En azından 6 ay önce adaylar netleşmeli.
Sonrasında da adayların söylediklerini, vaat ettiklerini konuşalım.
Biz şimdi tam tersini yapıyoruz.
Ne yapacaklarından ve nasıl yapacaklarından daha çok; kimlerin aday olacaklarını tartışıyoruz.
Bu böyle olmamalı...
Hem demokrasimizi güçlendirmemiz için, hem siyaseti yenileyebilmemiz ve daha kaliteli hale getirmemiz için adaylık süreçlerine yeni bir standart getirmeliyiz.
Aksi halde bu parti teşkilatlarına zarar verdiği gibi vatandaşın beklentilerini de karşılayamıyor.
Şimdi ne olacak...
Partiler birbirlerini izleyip takip edecek, kollayacak, Yüksek Seçim Kurulu’nun belirlediği takvime göre bir strateji izleyecekler.
Sonra da apar topar seçimlere gideceğiz.
Bazılarımız adayların hayallerini öğrenecek, bazılarımız ise bilmeden, duymadan, konuşmadan, tartışmadan sandığa gideceğiz.
Özetle...
Takvim en az 6 ay öncesine çekilmelidir.
Seçim barometresi
ÖYLEDİR; her gün bir başka isim öne çıkar.
Konuşulan isimleri tekrarlıyorum.
***
CHP’de...
Tunç Soyer, Abdül Batur, Murat Bakan, Tuncay Özkan, Kamil Okyay Sındır, Hüseyin Mutlu Akpınar, Mehmet Ali Susam, Hasan Karabağ, Mehmet Ali Çalkaya...
Ve Cevat Durak...
Ve Alaattin Yüksel...
Soyer, Batur, Yüksel epey konuşuluyor.
Susam’ı da unutmayın diye ekliyorlar.
***
AK Parti’de...
Mahmut Özgener, Nükhet Hotar, Necdet Budak, Selim Gökdemir, Aydın Şengül...
Ve Hamza Dağ ve Atilla Kaya...
Ama uzun bir süreden sonra ilk defa Özgener kadar, hatta Özgener’den çok Süleyman Soylu’nun ismi telaffuz edilmeye başlandı.
Nasıl Ronaldo olunur?
OKUMUŞTUM, belgeselini de izlemiştim.
Cristiano Ronaldo’nun sabah kalktıktan gece yatıncaya kadar olan her saniyesi programlı...
33 yaşında ve koordinatörünün emrinden asla çıkmıyor.
Sporu öyle, yemesi içmesi, sosyal hayatı, mesleki beslenmesi...
Böyle olunca da ne rekor kalıyor, ne de başarılmayacak bir hedef...

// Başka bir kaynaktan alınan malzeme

PR #957, opened 2026-09-14
perf(collision): retain fresh builtin block snapshots during collision scans

w1zardz:
An exact `Level#getBlock` already creates an independent built-in block object, yet `CollisionHelper#getBlocksInBoundingBox` cloned every non-air built-in block a second time. That is one extra `Block` allocation per occupied cell of every collision scan.

For exact `Level` instances with an in-range, loaded matching chunk, the helper now materialises the unpacked state directly and keeps that fresh object. Ownership is decided from that state, not from the earlier AIR probe or the returned block id: custom factories may cache a block with a vanilla id, and the state may change between the two reads. Results from custom factories and `Level` overrides are still cloned, and the original null/AIR filtering order, extended metadata, collision bounds, layer zero and the allocation-free AIR probe are unchanged. No public API changes.

Validation: new `CollisionHelperBlockOwnershipTest` covering fresh snapshots, cached custom factories, a state changed after the AIR probe, custom null fallback, extended metadata, `Level` overrides, unloaded chunks and dynamic collision results; `mvn test -Dtest='CollisionHelper*'` — 32 tests, no failures or errors.


lt-name:
Superseded by https://github.com/MemoriesOfTime/Nukkit-MOT/pull/968

PR #958, opened 2026-09-15
fix(player): send the full view distance before the first spawn

w1zardz:
Before the client sends `SetLocalPlayerAsInitialized`, `Player.sendNextChunk` limits the chunk radius to `ceil(sqrt(spawn-threshold))`. The client, however, has already been told through `RequestChunkRadius` (never below 3) to expect every chunk inside `chunkRadius`. The outer ring is never sent before spawn, so the client stays on its loading state, hanging in the air, until its own timeout; only then does it send the initialized packet that switches the server to the full radius.

It is most visible with a small `spawn-threshold`: with `1` (e.g. a lobby over the void) players waited about 16 seconds before they could interact, and any client whose render distance is larger than `sqrt(spawn-threshold)` waits the same way.

**Fix:** the pre-spawn radius is `max(chunkRadius, ceil(sqrt(spawn-threshold)))`, both for chunk sending and for the teleport chunk readiness check. The threshold still decides when `PLAYER_SPAWN` is sent. PocketMine-MP (`Player::requestChunks`) and PowerNukkitX (`PlayerChunkManager`) also send the whole view distance before spawn.

**Reproduce:** set `spawn-threshold: 1`, join with a render distance of 8+ — the player hangs on the loading/air state for several seconds before spawning.

**Validation:** `mvn -DskipTests compile`; `mvn test -Dtest='cn.nukkit.Player*'` — 88 tests, no failures or errors.


tachibana-kanade-angel:
## 🤖 AI Review

### Summary

This PR fixes a pre-spawn chunk-sending bug: before the client sends `SetLocalPlayerAsInitialized`, `Player.orderChunks()` capped the chunk radius to `c_s_spawnThreshold` (= `ceil(sqrt(spawn-threshold))`, verified in `Server.java:4016`). When the client's requested view distance (`chunkRadius`, clamped to ≥ 3 in `RequestChunkRadiusProcessor`) exceeded that cap, the outer ring of chunks was never sent, so the client waited for chunks that would never arrive and only proceeded after its own timeout. The fix raises the pre-spawn radius to `max(chunkRadius, c_s_spawnThreshold)` in both `orderChunks()` and the teleport chunk-readiness check in `checkTeleportPosition()`, matching PocketMine-MP and PowerNukkitX behavior. The `spawn-threshold` still governs when `PLAYER_SPAWN` is sent (unchanged at `Player.java:1337`), so the original spawn pacing semantics are preserved.

### Issues Found
#### Blocking Issues
- None

#### Non-blocking Issues
- None

### Recommendations
- Optional: a regression test for the pre-spawn radius logic (e.g. small `spawn-threshold` + large client view distance) would be valuable, though this path is network-level and difficult to cover with the current test harness.

### Notes
- Verified in an isolated worktree at PR head `7b792f8`: `mvn test -Dtest='cn.nukkit.Player*'` — 88 tests, 0 failures/errors, BUILD SUCCESS (matches the author's validation claim).
- Behavior is unchanged when `spawn-threshold` is the larger radius; the fix only enlarges the pre-spawn radius when the client expects more chunks.
- When the client radius exceeds the threshold, slightly more chunks are sent before spawn — this is the intended effect and aligns with PMMP/PNX.

@lt-name ready to merge

---
🤖 AI Review

tachibana-kanade-angel (approved):

tachibana-kanade-angel:

PR #959, opened 2026-09-15
fix(block): keep the item tag of a shulker box through place and break

w1zardz:
A shulker box only carries its contents and custom name from the item to the block entity and back. Everything else in the item tag is dropped the moment the box is placed: lore and any custom keys written by plugins. A box handed out with its own description comes back from the first break as a plain box.

PowerNukkitX (`BlockUndyedShulkerBox`), Lumi (`BlockShulkerBox`) and Cloudburst Nukkit behave the same way; none of them keeps the rest of the tag.

**Fix**

- `place()` and both shulker box dispense behaviors store the item tag, minus `Items` and `display.Name` that the block entity already owns, under `SourceItemTag` in the block entity;
- `toItem()` starts the drop from that tag, then writes contents and name from the block entity as before, so every drop path (break, silk touch, explosion, piston) returns the original item;
- pick block uses the new `toPickItem()`, which does not copy the kept tag, and strips it from the block entity data it attaches, so creative pick block does not duplicate per-item plugin data while the original box stands in the world;
- the tag is not part of `getSpawnCompound()`, so clients see no difference;
- boxes placed before this change have no `SourceItemTag` and drop exactly as before.

**Reproduce:** give a shulker box with lore (or any custom NBT key), place it and break it — the dropped box has lost the lore/keys.

**Validation:** new `BlockShulkerBoxSourceItemTagTest` (6 tests: kept/removed keys, plain box, break round-trip with and without contents, pick block, legacy boxes). `mvn test -Dtest='cn.nukkit.block.BlockShulker*,cn.nukkit.Player*'` — 96 tests, no failures or errors.


tachibana-kanade-angel:
## 🤖 AI Review

### Summary
This PR preserves the full item tag (lore, plugin custom keys) of a shulker box across place and break by storing the non-redundant part of the item tag as `SourceItemTag` in the block entity, and rebuilding the dropped item from it. The implementation is clean, well-documented, and covered by a dedicated test class. Verified locally in an isolated worktree at the PR head: `BlockShulkerBoxSourceItemTagTest` — 6 tests run, 0 failures.

### Issues Found
#### Blocking Issues
- None.

#### Non-blocking Issues
- None significant.

### Recommendations
- None. The design correctly excludes `Items` and `display.Name` from the kept tag (both are owned by the block entity and written back on break), keeps the tag server-side only (`getSpawnCompound()` does not send it), and uses `toPickItem()` so creative pick block cannot duplicate per-item plugin data.

### Notes
- Verified: `BlockEntityShulkerBox.getSpawnCompound()` only exposes `facing` and `CustomName`, so the kept tag is never sent to clients.
- Verified: both dispenser behaviors (`ShulkerBoxDispenseBehavior`, `UndyedShulkerBoxDispenseBehavior`) also store the source tag, keeping dispense-place-break consistent with manual placement.
- Legacy boxes placed before this change have no `SourceItemTag` and drop exactly as before (covered by test).
- `BlockUndyedShulkerBox` extends `BlockShulkerBox`, so both dyed and undyed variants benefit from the fix.

@lt-name ready to merge

---
🤖 AI Review

tachibana-kanade-angel (approved):

tachibana-kanade-angel:

PR #942, opened 2026-09-10
fix(login): verify authentication off-thread within bounded capacity

w1zardz:
`ClientChainData.read` may synchronously resolve DNS and fetch the discovery, OpenID and JWKS documents. A live JFR recording captured a 1.34-second main-thread stall there: every player on the server froze while one client logged in.

Run the unchanged validator on two daemon workers, bounded by 34 outstanding jobs (completed results included) and 128 MiB of retained login bytes. Capacity is reserved before copying and kept until the main thread consumes the result; cancelling an executing DNS lookup never releases its retained memory early. The existing `AsyncTask` completion collector continues the login on the main thread, and closed, disconnected or already advanced sessions cannot consume a late identity.

Signature, issuer, audience, key rotation and token validation are unchanged. The expiry of a validated modern token is rechecked at publication without network I/O. Legacy and offline authentication keep their existing rules. Overload produces an immediate protocol failure instead of running on the caller, and shutdown never waits for DNS.

Validation: all 6 PlayerLoginVerificationTest and LoginChainVerifierTest cases pass. They cover blocked validation, byte and job capacity, cancellation, real JWT signatures, expiry, issuer and audience, deferred publication, stale sessions and protocol overload. No test contacts the authentication service.

PR #960, opened 2026-09-15
fix(player): trim padded login names before they key identity and player data

w1zardz:
Clients can report `"Name "` or `" Name"` for the account that otherwise logs in as `"Name"`. The verified login name is only cleaned of format codes, so the padded form derives its own offline identity and its own player data file. One account then owns two inventories — a login with the other spelling loads the other file while the first keeps its own items. The padded form also slips past name bans, the whitelist, the reserved-name check (`"rcon "`) and the duplicate login check, which compare the name as given.

**Fix**

- The login handler trims the cleaned name (`Player.verifiedLoginName`) before username, display name, name tag, reserved-name check, whitelist/bans, duplicate login check, name lookup table and offline identity see it. Length and characters are still validated on the raw name, so a short name padded to the minimum length keeps logging in. Inner spaces stay. `space-name-mode: replace` keeps its historical `"Name_"` form and identity.
- At startup (only with `savePlayerDataByUuid`, before plugins and the network) `PlayerNameEdgeWhitespaceMigration` folds profiles saved under padded names onto the trimmed identity, but only in the clean case: all involved keys are offline entries pointing at the identity of their own spelling, every key has a readable data file whose `NameTag` trims to the name and which has no XUID. Anything else is left untouched and offline logins with that name are refused with the reason in the log until an admin checks the files; Xbox logins are unaffected.
- A lone padded profile is renamed to the trimmed identity. With several, the most recently played one wins and the others are moved to `players-quarantine` with a warning — contents are never merged. Lookup keys are rewritten in one atomic batch; a failed file move is rolled back and a later start recognises a partially completed run.

**Reproduce:** log in offline as `Name`, then with a client/proxy that sends `Name ` — you get a fresh inventory and a second `players/<uuid>.dat`; a ban on `Name` does not stop `Name `.

**Validation:** `PlayerNameEdgeWhitespaceMigrationTest` (25 tests: clean fold, several twins, never-played ranking, quarantine, unclean states, interrupted runs, rollback), `PlayerVerifiedLoginNameTest` (3 tests for the trimming helper). `mvn test -Dtest='cn.nukkit.Player*,cn.nukkit.Server*,cn.nukkit.utils.ClientChainData*,cn.nukkit.CharacterCreatorLoginJwtTest'` — 146 tests, no failures or errors. The login handler itself has no unit harness upstream, so the in-handler wiring is verified by review, not by a login-packet test.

Bence herkese örnek olacak bir çalışma sistemi...
Hep söylüyorum.
İç disiplin o kadar önemli ki...
İster Ronaldo olun, ister bir başkası; yaptığınız işin hakkını vermelisiniz.
İlkeli, özverili, disiplinli olmalısınız.
Bunu önce kendiniz için yapmalısınız.
Belki bazıları bu gibi insanları çok iddialı, çok hırslı gibi görebilir.
Rekor kırmak zorunda değilsiniz, hedefleri de parçalamak zorunda değilsiniz.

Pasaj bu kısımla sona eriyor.